Dia meminta Presiden Joko Widodo untuk lebih tegas atas rencana larangan penjualan rokok ketengan itu. Karena konsumsi di rumah tangga miskin yang seharusnya untuk kebutuhan gizi justru dialokasikan untuk membeli rokok.
“Kalau presiden langsung concern masalah stunting, seharusnya itu bisa menjadi upaya mengurangi prevalensi stunting yang kini mencapai 24 persen lebih.” ujar Tulus.
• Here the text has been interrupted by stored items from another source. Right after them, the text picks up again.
PR #40, opened 2020-01-15
Disable changing models through admin

bbaker6225:
https://openedx.atlassian.net/browse/ENT-2544

### DIFF
--- a/enterprise_catalog/apps/catalog/constants.py
+++ b/enterprise_catalog/apps/catalog/constants.py
@@ -1,5 +1,10 @@
 import json
 
+import waffle
+
+
+# Waffle Switches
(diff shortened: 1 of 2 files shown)


adamstankiewicz (approved):
Looks good to me 👍

enterprise_catalog/apps/catalog/constants.py
```diff
@@ -19,3 +24,9 @@ def json_serialized_course_modes():
     :return: serialized course modes.
     """
     return json.dumps(COURSE_MODE_SORT_ORDER)
+
+def admin_model_changes_allowed():
```
bbaker6225, line 28: Added this to make local dev a bit easier, and allow "emergency edits".

TODO: Add this switch to stage and prod once it goes out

Tulus mengatakan, rumah tangga miskin mayoritas pengguna BPJS, sehingga presiden harus berani menyatakan peserta Penerima Bantuan Iuran atau PBI tidak boleh ada yang merokok, “Kalau ada yang merokok, harus bisa direview keanggotaanya sebagai PBI. Di satu sisi, dia meminta hak JKN-nya, tapi di sisi lain dia habiskan uang untuk rokok,” kata Tulus seraya mencontohkan, kalau sebungkus Rp 20 ribu berarti satu bulan Rp 600 ribu untuk konsumsi rokok. Itu jauh lebih tinggi dari subsidi PBI yang diberikan.
Pihaknya akan terus mendukung kebiakan larangan penjualan rokok ketengan ini. Dia berharap juga agar Presiden tidak memberikan harapan palsu kepada masyarakat Indonesia.
“Persoalan konsumsi rokok yang dipicu penjualan ketengan itu sudah menjadi persoalan sosial ekonomi harusnya diberikan kebijakan yang konkrit khususnya untuk melindungi rakyat miskin dan untuk menekan tingginya prevalensi stunting anak Indonesia,” tutup Tulus.